* _THE TASK_
Look through the records and report how many lines include the word "deployment", with no other words.

* _Dataset entries_
_ _ _
PR #606, opened 2019-08-14
[helm vault-secrets-webhook] Allow setting pod annotations

chrisob:
| Q               | A
| --------------- | ---
| Bug fix?        | no
| New feature?    | yes
| API breaks?     | no
| Deprecations?   | no

### What's in this PR?
Allow setting pod annotations for the vault-secrets-webhook Helm chart from values.yaml.

### Why?
Currently there is no way to set pod annotations for the webhook deployment. 

This is helpful to have in many setups, for example: In a cluster where Istio mTLS is required, the readiness probes for the webhook's deployment will fail as the containerPort is intercepted by the Envoy sidecar. Adding the pod annotation `sidecar.istio.io/rewriteAppHTTPProbers: "true"` fixes the probe.

### Additional context

Tested deployment with both default values, as well as values override for `podAnnotations`.

I bumped the minor chart version as IMO this introduces a new feature as described by SemVer, but if desired I can also just bump the patch version.

### Checklist

### To Do

### DIFF
--- a/charts/vault-operator/Chart.yaml
+++ b/charts/vault-operator/Chart.yaml
@@ -2,7 +2,7 @@ apiVersion: v1
 appVersion: 0.5.0
 description: A Helm chart for banzaicloud/bank-vaults operator
 name: vault-operator
-version: 0.3.0
+version: 0.4.0
 home: https://www.vaultproject.io/
 icon: https://www.vaultproject.io/assets/images/mega-nav/logo-vault-0f83e3d2.svg
 sources:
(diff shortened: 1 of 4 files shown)


bonifaido:
I changed the chart version of the webhooks and the operator back to the original, just releasing it :)

chrisob:
@bonifaido wow I'm a total idiot, I just realized I incremented the wrong chart version :man_facepalming:

chrisob:
Welp, that's one reason to not have auto-builds/publishing of Helm charts!

bonifaido:
This is not publishing the chart until we assign a tag specific chart so we captured it in the right phase :)

bonifaido:
Released in 0.4.4.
_ _ _
* _WRITTEN RESPONSE_
3